[Collected data entries]

- - - - - - -

PR #420, opened 2016-06-03
Add note about explicit selection of non-aggregate reports

Godin:
As discussed in #418

### DIFF
--- a/org.jacoco.doc/docroot/doc/maven.html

- - - - - - -

WHAT THE TASK ASKS: Please return all of the entries above, exactly and completely.

REPLY TO THE TASK:
PR #420, opened 2016-06-03
Add note about explicit selection of non-aggregate reports

Godin:
As discussed in #418

### DIFF
--- a/org.jacoco.doc/docroot/doc/maven.html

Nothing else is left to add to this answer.